时钟的指针滴答滴答地走着。感觉异常沉重,或许是因为对沉默感到尴尬吧。
我放下险些伸出的左手,凝视着天花板。
「……为什么啊。」
就算明白,也还是想叹息。
一切都是从缔结那个契约开始变得不正常的。我对龙胆的感情和想法明显变得疯狂,就是从那时候开始的。情绪崩溃,理性开始融化,对龙胆的感情渐渐地变得不再是家人的那种感情了。
可以说是变质,是侵蚀。
那一定,龙胆也是一样的。
那个契约的影响,龙胆也开始受到了。不,作为契约的主导者,恐怕她比我变得更严重。她对我接触的方式和距离感,明显和往常不同。变得比以前更加深入了。
虽然从以前我们就是这样的共生依赖,在那个时候我们就已经超出了普通兄妹的关系,这一点我不得不承认,但那时还有理性在。本该知道该保持的界线,但那界线在龙胆心中也正在崩塌。
我们都疯了。
我们正要彻底地,坏掉。
「……呵呵呵。」
呵呵呵,哥哥。哥哥哥哥哥哥哥哥哥哥哥哥哥哥哥哥哥哥哥哥哥哥哥哥哥哥哥哥哥哥哥哥哥哥哥哥哥哥哥哥——可爱的,我的伴侣。
所以,要彻底地消灭。
枫说过的话在脑海中闪过。
伦理观什么的……真是无聊啊。
我停下脚步。
因为,哥哥。哥哥渐渐地染上了我的颜色。他对我的感情,正在向我对哥哥的感情趋于同质。我们的灵魂相连,共享着感情与思念,最终将融为一体。如同不断混合颜色最终都会变成黑色一样,哥哥也将变成我这片黑色。
所有人,都由我来杀掉。
和椿那时候不同。椿那时候,大家都能理解我们是迫不得已。但是,这次我无法解释。更无法得到理解。
不能犯错。
必须正确地活下去。
「……啊啊。」
我已经不知道该怎么办了。什么才是正确的呢。让凉花的生命陷入危险是我的自私,正因为如此,为了拯救凉花的生命,我只能缔结那个契约,但连那件事本身,或许也是错误的?本不该缔结的。这么下去只会重蹈椿的覆辙。不,不对。龙胆没有践踏我的感情。她没有恶意。没办法。只能缔结。没错。不然的话凉花就会死。没有哪种正确,是值得牺牲凉花的生命来坚持的。

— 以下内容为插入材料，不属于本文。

PR #233, opened 2023-09-15
Sequence parallelism

michaelbenayoun:
- [x] Removes depecrated `orig_to_parallel` parameter in all the tensor parallel related functions and classes.
- [x] Adds support for sequence parallelism for BERT, RoBERTa, GPT-Neo, LLama and T5
- [x] T5: the cross attention is also parallelized under a TP setting.
- [x] Fixes lazy loading with tied weights.

### DIFF
--- a/optimum/neuron/distributed/base.py
+++ b/optimum/neuron/distributed/base.py
@@ -27,6 +27,7 @@ from transformers.utils import WEIGHTS_NAME
 
 from ...utils import logging
 from ..utils import is_neuronx_distributed_available, is_torch_xla_available
+from .parallel_layers import LayerNormSequenceParallelizer
 from .utils import TENSOR_PARALLEL_SHARDS_DIR_NAME, ParameterMetadata, WeightInformation, load_tensor_for_weight
 
 
@@ -62,6 +63,8 @@ class Parallelizer(ABC):
     """
     Base abstract class that handles model parallelism.
     """
+
+    SEQUENCE_PARALLEL_LAYERNORM_PATTERNS: Optional[List[str]] = None
 
     def __init__(self):
         self._validate_required_libaries_are_available()
@@ -115,6 +118,15 @@ class Parallelizer(ABC):
         """
 
     @classmethod
+    def patch_attention_forward_for_sequence_parallelism(
+        cls, model: "PreTrainedModel", sequence_parallel_enabled: bool
+    ):
+        if sequence_parallel_enabled:
+            raise NotImplementedError(
+                f"No patching for the attention mechansim for sequence parallelism was implemented for {model.__class__}"
+            )
+
+    @classmethod
     def parallelize(
         cls,
         model: "PreTrainedModel",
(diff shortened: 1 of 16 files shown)


optimum/neuron/distributed/base.py
```diff
@@ -103,26 +113,35 @@ def _parallelize(
...
 
+    @classmethod
+    def patch_for_sequence_paralelism(cls, model: "PreTrainedModel", sequence_parallel_enabled: bool):
+        """
+        This method needs to be overriden. It must patch anything model-specfic to make the model compatible with
+        sequence parallelism.
+        """
+        if sequence_parallel_enabled:
+            raise NotImplementedError(
+                f"No patching for the attention mechansim for sequence parallelism was implemented for {model.__class__}"
```
dacorvo, line 135:
```suggestion
                f"No patching for the attention mechanism for sequence parallelism was implemented for {model.__class__}"
```

optimum/neuron/distributed/parallel_layers.py
```diff
@@ -705,3 +707,202 @@ def transform(
...
+    Represents a collective op to perform.
+
+    Example:
+
+        ```python
+        info = SequenceCollectiveOpInfo("gather", torch.nn.LayerNorm, "output", "last")
+        ```
+        Here `info` indicates that the output of the last `torch.nn.LayerNorm` must be gathered on the sequence axis.
+
+    """
```
dacorvo, line 724: You should provide a description of the Args matching the type hints below, detailing the allowed values for collective_op, io.

optimum/neuron/distributed/parallel_layers.py
```diff
@@ -705,3 +707,202 @@ def transform(
...
+
+    collective_op: Union[Literal["scatter"], Literal["gather"]]
+    layer: Union[Type["torch.nn.Module"], str]
+    io: Union[Literal["input"], Literal["output"]]
+    first_or_last: Union[Literal["first"], Literal["last"]]
```
dacorvo, line 729: Why not just use a boolean ?

optimum/neuron/utils/require_utils.py
```diff
@@ -15,14 +15,24 @@
...
-from typing import Any, Callable
+from typing import Any, Callable, Dict
 
 from transformers.utils import is_safetensors_available
 
 from . import is_neuronx_distributed_available, is_torch_neuronx_available, is_torch_xla_available
 
 
-def _create_requires_function(availability_function: Callable[[], bool], package_name: str) -> Callable[..., Any]:
+_AVAILIBILITIES: Dict[str, Callable[[], bool]] = {
```
dacorvo, line 25: AVAILABILITIES ?

tests/distributed/model_parallel_test_template.txt
```diff
@@ -95,18 +113,40 @@ for k, v in inputs.items():
...
+            gathered_output.append(gather_output(t, gather_dim))
+        result = output_type(gathered_output)
+    else:
+        result = gather_along_dim(output, gather_dim)
+    return result
+      
+if is_parallel:
+    # Because of parallelism (embeddings and sequence parallelism), some outputs need to be gathered.
+    # Since it is not possible to generically know which one, we save both the "regular" output and the gathered 
+    # version of it. We then compare both of them to the original output and fail both of them do not match.
```
dacorvo, line 140:
```suggestion
    # version of it. We then compare both of them to the original output and fail if both do not match.
```

tests/distributed/model_parallel_test_template.txt
```diff
@@ -95,18 +113,40 @@ for k, v in inputs.items():
...
     gathered_model_outputs =  dict()
     for name, output in model_outputs.items():
-        if name == "loss" or output is None or not isinstance(output, torch.Tensor) or output.shape[-1] != (vocab_size // {tp_size}):
-            gathered_model_outputs[name] = output
+        gathered_model_outputs[name] = output
+        if name == "loss" or output is None: # or not isinstance(output, torch.Tensor) or output.shape[-1] != (vocab_size // {tp_size}):
```
dacorvo, line 144: Is the comment intended ?

tests/distributed/test_model_parallelization.py
```diff
@@ -295,9 +342,45 @@ def test_model_parallel_without_parallelizing_embeddings(
             from_config=False,
             with_lazy_load=True,
             parallelize_embeddings=False,
+            sequence_parallel_enabled=True,
             overwrite_model_config=config_overwrite,
         )
 
+    # TODO: enable that once ParallelCrossEntropy works.
```
dacorvo, line 349: Instead of commenting these tests, you could just have skipped them unconditionally.

dacorvo (changes requested):

optimum/neuron/distributed/parallel_layers.py
michaelbenayoun: Because I find it easier to understand:

```python
SequenceCollectiveOpInfo("scatter", torch.nn.LayerNorm, "input", "first"),
```

Is more explicit than:

```python
SequenceCollectiveOpInfo(True, torch.nn.LayerNorm, False, True),
```

tests/distributed/model_parallel_test_template.txt
```diff
@@ -137,11 +138,11 @@ def gather_output(output, gather_dim):
 if is_parallel:
     # Because of parallelism (embeddings and sequence parallelism), some outputs need to be gathered.
     # Since it is not possible to generically know which one, we save both the "regular" output and the gathered 
-    # version of it. We then compare both of them to the original output and fail both of them do not match.
+    # version of it. We then compare both of them to the original output and fail both do not match.
```
dacorvo, line 141:
```suggestion
    # version of it. We then compare both of them to the original output and fail if both do not match.
```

啊哈哈哈哈,这个契约太棒了。我们确实是相连的,但契约的主导权掌握在我手里。我可以选择只让哥哥看到对他有利的感情和思念。所以哥哥不知道。我那墨黑的本性呢。
「……樱大人真是可惜啊。」
※
明明完全染成自己的颜色就好了。大概,那个人不想破坏三海大将吧。所以,明明只要她愿意,就能侵蚀他,却不那么做。嘛,大概也是因为没有那个必要吧。两人本来就好像两情相悦,她们那个时候不像我们这样有如此多的障碍,选择自然和我们不同了。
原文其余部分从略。